Let's take a look at how this is done. First, a sample of the solution in question is dropped onto the edge of a sheet of filter paper. The filter paper is then lowered into a liquid called a solvent, which is slowly absorbed up through the paper in the same manner that water is absorbed by a paper towel.

The solvent is able to dissolve the different components of the sample solution. As it passes through the solution, the solvent picks up the various substances and takes them along for the ride.

Some of these substances will be more attracted to the solvent than the paper, so they move up the filter paper quickly. Other substances will be more attracted to the paper, so these move up the filter paper more slowly. As long as all of the substances you are interested in have a different level of attraction to either the solvent or the paper, they will be pulled up the paper at different rates and will thus become separated from each other.

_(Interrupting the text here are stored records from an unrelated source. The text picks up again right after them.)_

PR #4859, opened 2019-03-21
bug 1536903: fix queryset for processing in admin

willkg:
This was dumb. I thought I tested it, but I must have goofed the testing. Boo.


willkg:
self-r+

PR #4860, opened 2019-03-25
bug 1527345: reduce Pub/Sub pulling

willkg:
This reduces the number of Pub/Sub pulling operations by changing it to pull up
to 5 messages at a time from each queue. Further, it reduces the number of
times it pulls from the priority queue such that it only pulls from the
priority queue once per pass rather than twice per pass.

The theory is that this will increase the throughput for crash processing
on the standard queue which is where the vast majority of our messages
are.

### DIFF
--- a/socorro/external/pubsub/crashqueue.py
+++ b/socorro/external/pubsub/crashqueue.py
@@ -10,6 +10,11 @@ from configman import Namespace, RequiredConfig
 from google.cloud import pubsub_v1
 
 
+# Maximum number of messages to pull from a Pub/Sub topic in a single pull
+# request
+PUBSUB_MAX_MESSAGES = 5
+
+
 logger = logging.getLogger(__name__)
 
 
@@ -118,7 +123,6 @@ class PubSubCrashQueue(RequiredConfig):
             self.priority_path,
             self.standard_path,
             self.reprocessing_path,
-            self.priority_path
         ]
 
         while True:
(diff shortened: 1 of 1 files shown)


socorro/external/pubsub/crashqueue.py
```diff
@@ -10,6 +10,11 @@
 from google.cloud import pubsub_v1
 
 
+# Maximum number of messages to pull from a Pub/Sub topic in a single pull
+# request
+PUBSUB_MAX_MESSAGES = 5
```
willkg: Originally, this was 1. So every time, it does a synchronous blocking I/O pull request for a single message and gets either 0 or 1 messages and it does this a lot. Bleh.

The key issue here is we want standard items and priority items and reprocessing items to get processed evenly-ish. The tricky one is priority crash reports--we want them processed asap. So I think this changes it so that a priority crash report gets processed within a minute and that's probably fine since it doesn't happen often.

socorro/external/pubsub/crashqueue.py
```diff
@@ -118,15 +123,14 @@ def __iter__(self):
             self.priority_path,
             self.standard_path,
             self.reprocessing_path,
-            self.priority_path
```
willkg: Since we switched to a system where we process everything we save, the likelihood there's a crash report that's unprocessed when someone views it on Crash Stats drops significantly. Given that, I took out checking the priority queue twice in a pass. That'll reduce pull requests that yield 0 messages which are effectively wasted work.

willkg:
self-r+

willkg:
I looked at the logs for a bit and my wildly unscientific measuring is that it takes 5 seconds to process a crash and we process 15 crashes a minute on stage before this change. We'll see if this makes that better or worse.

PR #5594, opened 2020-10-01
bug 1668581: redo test scaffolding

willkg:
This redoes the test scaffolding to use a service defined in
docker-compose that doesn't volume mount the local directory to run the
tests in when running in CI. Previously, we had this whole setup where
we'd copy the local directory into a data container and then mount from
that and it was complex and ended up being harder to maintain.

To test:

1. run `make test`
2. run `make lint`
3. run `make test-ci`


willkg:
self-r+

PR #5595, opened 2020-10-06
bug 1668517: switch to pip-compile

willkg:
This switches from having a ``requirements/default.txt`` file and a
``requirements/constraints.txt`` file to having a ``requirements.in`` file which
compiles to a ``requirements.txt`` file with pip-compile.

This solves a bunch of irritating maintenance issues and should reduce
overall load and make it easier to switch to the new pip resolver.


willkg:
self-r+

PR #5596, opened 2020-10-06
bug 1669163: fix formatting for reason/moz_crash_reason in bug links

willkg:
`MozCrashReason` only gets generated in cases where the `reason` is `SIGSEGV` or `EXCEPTION_BREAKPOINT` so the reason isn't helpful. This changes the template to show `MozCrashReason` or `Reason` or nothing.

Bugzilla comments use Markdown for formatting, so we need to put the `MozCrashReason`/`Reason` in backticks so the values aren't kicking off Markdown formatting inadvertently.

To test:

1. process a crash report with a `Reason`, but no `MozCrashReason` and check bug link--should show `Reason` in backticks
2. process a crash report with a `Reason` and a `MozCrashReason` and check bug link--should show `MozCrashReason` in backticks


willkg:
self-r+

PR #5597, opened 2020-10-06
Set docker version in CircleCI config

willkg:
This explicitly sets the Docker version. If we don't set the version,
CircleCI defaults to using 17.03.0 which is a version that CircleCI is
deprecating.

https://discuss.circleci.com/t/old-linux-machine-image-remote-docker-deprecation/37572


relud (approved):

willkg:
Thank you!

PR #5599, opened 2020-10-19
bug 1669163: fix reason in bug report creation

willkg:
The reason was being escaped by the bug creation template, but it
shouldn't be. This marks the relevant fields as safe.


willkg:
Note: This template is used to build a bug description which is used to build a link. It's not rendered in an HTML context at any point.

self-r+

PR #5609, opened 2020-11-09
bug 1669247: add dockerhub auth

willkg:
When doing things in CircleCI that interact with docker hub, we want to
log in so we're not affected by rate-limiting.


willkg:
This worked in the PR. The docker hub credentials aren't available in the CircleCI environment when running for a PR based on a branch in a fork. That's perfect!

self-r+

PR #5612, opened 2020-11-11
bug 1676654: update node.js and js libs

willkg:
We were using an old version of node. This updates it to a more recent one. Socorro uses node to compile and transform static assets.

This updates most of the js libraries with a couple of exceptions:
    
1. d3: Socorro is using uglify to minify JS and it doesn't support ES6
   and kicks up a parser error when working on d3 that looks like an ES6
   thing. I think we need to switch from uglify to something else, but
   that's a much bigger project than I want to deal with now, so I'm
   pushing off updating d3 for now.
    
2. select2: Updating to a recent version kicks up type errors. I think
   we have to update our code. I pushed that off to a new bug.

To test, build it locally, process some crashes so you have things to see in the signature report and supersearch, and then go through web-pages.


webapp-django/package.json
```diff
@@ -10,31 +10,31 @@
...
+    "less": "3.12.2",
+    "prettier": "2.1.2",
+    "uglify-js": "3.11.5"
   },
   "dependencies": {
     "@sentry/cli": "^1.40.0",
     "Select2": "github:select2/select2#3.5.4",
-    "ace-builds": "1.3.3",
+    "ace-builds": "1.4.12",
     "d3": "5.1.0",
```
willkg, line 25: I couldn't update d3 because uglify doesn't like ES6. I wrote up a bug for that.

webapp-django/package.json
```diff
@@ -10,31 +10,31 @@
...
+    "eslint-config-prettier": "6.15.0",
+    "eslint-plugin-prettier": "3.1.4",
+    "graceful-fs": "4.2.4",
+    "less": "3.12.2",
+    "prettier": "2.1.2",
+    "uglify-js": "3.11.5"
   },
   "dependencies": {
     "@sentry/cli": "^1.40.0",
     "Select2": "github:select2/select2#3.5.4",
```
willkg, line 23: I couldn't update Select2. I think we have to make some code changes to make it work. I wrote up a bug for that.

webapp-django/crashstats/crashstats/static/crashstats/js/polyfill/fetch.js
```diff
@@ -85,54 +85,54 @@
...
 
-  Headers.prototype.getAll = function(name) {
+  Headers.prototype.getAll = function (name) {
     return this.map[normalizeName(name)] || [];
   };
 
-  Headers.prototype.has = function(name) {
-    return this.map.hasOwnProperty(normalizeName(name));
+  Headers.prototype.has = function (name) {
+    return Object.prototype.hasOwnProperty.call(this.map, normalizeName(name));
```
willkg, line 102: I fixed all of these per the eslint docs' suggestion.

willkg:
I'll test this more thoroughly on stage where there's more data. Seems ok so far, though.

PR #5615, opened 2020-11-18
bug 1676593: fix adapter_driver_version sorting in signature report

willkg:
jquery-tablesorter gets the value type wrong some how and thus sorts the values in the column wrong. If we "hard-code" it to be "text", then it sorts alphabetically which is correct.

There are a bunch of tables in Crash Stats, but I'm fixing this one specifically figuring we can generalize later if that's appropriate.


willkg:
@rehandalal: Can you look this over for "Oh dear--don't do that in JS." kinds of things?

rehandalal:
Besides the mild panic attack of having to read jQuery code nothing looks egregious here.

willkg:
Thank you!

PR #5625, opened 2020-12-08
bug 1681388: clean up protected data language and links

willkg:
This cleans up the language about protected data near things like minidump links. The goal is to make it much clearer what is expected of the user in regards to protected data.

This also switches out the old terms "personal data" for the new term "protected data" in the data policy.


willkg:
self-r+

PR #5627, opened 2020-12-09
bug 1678739: make remote_type public

willkg:
I can't tell why `remote_type` was originally protected data. The values in that field suggest it's fine to make public and it's a public field in the crash ping data set so I'm making it public in Crash Stats.


willkg:
self-r+

PR #5629, opened 2020-12-09
bug 1681388: specify minidump sharing policy near links

willkg:
This fixes the raw info and minidump links so it's clearer what they
link to--it always confuses me and I work on the site.

This also modifies the note that minidumps are protected data by
additionally stating they should not be shared with third-parties.


willkg:
self-r+

PR #5632, opened 2020-12-10
bug 1681390: add Hackers Plus users

willkg:
This fixes the protected data users admin page to show users in the
Hackers group and the Hackers Plus group.

### DIFF
--- a/webapp-django/crashstats/manage/admin.py
+++ b/webapp-django/crashstats/manage/admin.py
@@ -134,15 +134,25 @@ def graphics_devices(request):
 
 @superuser_required
 def protected_data_users(request):
-    # Get all users in the "Hackers" group
+    email_addresses = []
+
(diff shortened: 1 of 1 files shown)


webapp-django/crashstats/manage/admin.py
```diff
@@ -134,15 +134,27 @@ def graphics_devices(request):
...
         hackers_group = []
 
-    email_addresses = [
-        user.email for user in hackers_group.user_set.all() if user.is_active
-    ]
+    email_addresses.extend(
+        [user.email for user in hackers_group.user_set.all() if user.is_active]
+    )
+
+    # Get all users in the "Hackers" group
```
willkg, line 149: Bah. Bad comment.

willkg:
self-r+

PR #6003, opened 2022-02-08
bug 1750759: add page view tracking

willkg:
This adds page view tracking which captures time-to-generate, whether
it's an API endpoint, whether it's an AJAX request, and some other
things. No ip addresses or user information is captured. This isn't
remotely equivalent to Google Analytics.

Regardless, this will help us see site usage at a coarse level.

While doing that, I redid how paths are specified and fixed a bunch of
tests that were using fake data.

While doing that, I ran "django-upgrade --target-version=3.2" on all the
files which adjusted some code that looks at request HTTP headers.

### DIFF
--- a/webapp-django/crashstats/crashstats/tests/test_views.py
+++ b/webapp-django/crashstats/crashstats/tests/test_views.py
@@ -8,6 +8,7 @@ import re
 from unittest import mock
 
 import pyquery
+from markus.testing import MetricsMock
 
 from django.conf import settings
 from django.contrib.auth import REDIRECT_FIELD_NAME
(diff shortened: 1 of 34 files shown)


webapp-django/crashstats/crashstats/tests/test_views.py
```diff
@@ -453,6 +456,16 @@ def mocked_processed_crash_get(**params):
         # shows up.
         assert "The crashing address." in content
 
+        metrics_mock.assert_timing(
+            "webapp.view.pageview",
+            tags=[
+                "status:200",
+                "ajax:false",
+                "api:false",
+                "path:report/index/_crashid_crash_id_",
```
willkg, line 465: Oh, hrm... This might not work because it's not the full route but rather the part of the route defined in the matching resolver thing.

I need to add tests to the other views and see if it does what I want it to do. If it doesn't, I'll have to think of something else.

Chargaff adapted the paper chromatography technique to separate out the four nitrogenous bases of DNA. The four bases of DNA - adenine, guanine, thymine and cytosine - are the parts of the molecule that do the actual coding of our genes. Now that he had each of the bases isolated, he used another budding technology, UV spectrophotometry, to calculate their relative amounts.

UV Spectrophotometry

All matter absorbs and reflects light. Our vision takes advantage of this: when we perceive objects as having certain colors, what we are actually seeing is certain wavelengths of visible light being absorbed while other wavelengths are reflected back. For example, the chlorophyll in plant leaves absorbs all the colors of the spectrum except green. The green wavelengths are reflected back to our eyes, and we perceive the plants as green.

Similarly, the DNA bases that we discussed earlier absorb light in the ultraviolet range. Since Chargaff was interested in observing and measuring the DNA bases, he utilized the technique of UV spectrophotometry.